To 5 September 2021, we have received 370 reports of suspected myocarditis and/or pericarditis following vaccination with Comirnaty (Pfizer). Twelve of these reports were in children – 10 boys and 2 girls aged 15–17 years old. Five cases occurred after the first dose and 7 after the second dose. Reports of suspected myocarditis and/or pericarditis are reviewed to assess the relationship with vaccination. Myocarditis and pericarditis can occur due to other causes, including common viral infections, so it is expected that many reported cases may not be related to vaccination. We continue to monitor and review reports of suspected myocarditis/pericarditis occurring after vaccination and will communicate new information identified from our ongoing surveillance activities.

We encourage people to seek medical attention if they experience symptoms that could suggest myocarditis or pericarditis.
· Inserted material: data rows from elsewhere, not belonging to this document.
PR #1318, opened 2016-06-16
go-xcat - A tool to install xCAT automatically

neo954:
Usage: go-xcat [OPTION]... [ACTION]
    Install xCAT automatically

    Options:
    Mandatory arguments to long options are mandatory for short options too.
      -h, --help                    display this help and exit
      --xcat-core=[URL]             use a different URL or path for the xcat-core
                                    repository
      --xcat-dep=[URL]              use a different URL or path for the xcat-dep
                                    repository
      -x, --xcat-version=[VERSION]  specify the version of xCAT; cannot use with
                                    --xcat-core
      -y, --yes                     answer yes for all questions

    Actions:
      install                       installs all the latest versions of xcat-core
                                    and xcat-dep packages from the repository

    Examples:
      go-xcat
      go-xcat install
      go-xcat --yes install
      go-xcat -x 2.12 -y install
      go-xcat --xcat-version=devel install
      go-xcat --xcat-core=/path/to/xcat-core.repo install
      go-xcat --xcat-core=/path/to/xcat-core install
      go-xcat --xcat-core=/path/to/xcat-core.tar install
      go-xcat --xcat-core=/path/to/xcat-core.tar.Z install
      go-xcat --xcat-core=/path/to/xcat-core.tar.gz install
      go-xcat --xcat-core=/path/to/xcat-core.tar.bz2 install
      go-xcat --xcat-core=/path/to/xcat-core.tar.xz install
      go-xcat --xcat-core=http://xcat.org/path/to/xcat-core.repo install
      go-xcat --xcat-core=http://xcat.org/path/to/xcat-core install
      go-xcat --xcat-core=http://xcat.org/path/to/xcat-core.tar.bz2 install
      go-xcat --xcat-core=/path/to/xcat-core.repo \
              --xcat-dep=/path/to/xcat-dep.repo install
      go-xcat --xcat-core=/path/to/xcat-core \
              --xcat-dep=/path/to/xcat-dep install
      go-xcat --xcat-core=/path/to/xcat-core.tar.bz2 \
              --xcat-dep=/path/to/xcat-dep.tar.bz2 install
      go-xcat --xcat-core=http://xcat.org/path/to/xcat-core.repo \
              --xcat-dep=http://xcat.org/path/to/xcat-dep.repo install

This includes chest pain, palpitations (irregular heartbeat) fainting or shortness of breath after receiving the vaccine, particularly if they occur within 1–5 days. Initial tests for those presenting with symptoms include ECG, troponin and chest X-ray.

Up-to-date information about Comirnaty (Pfizer) can be found in the Consumer Medicine Information (for consumers) and Product Information (for health professionals).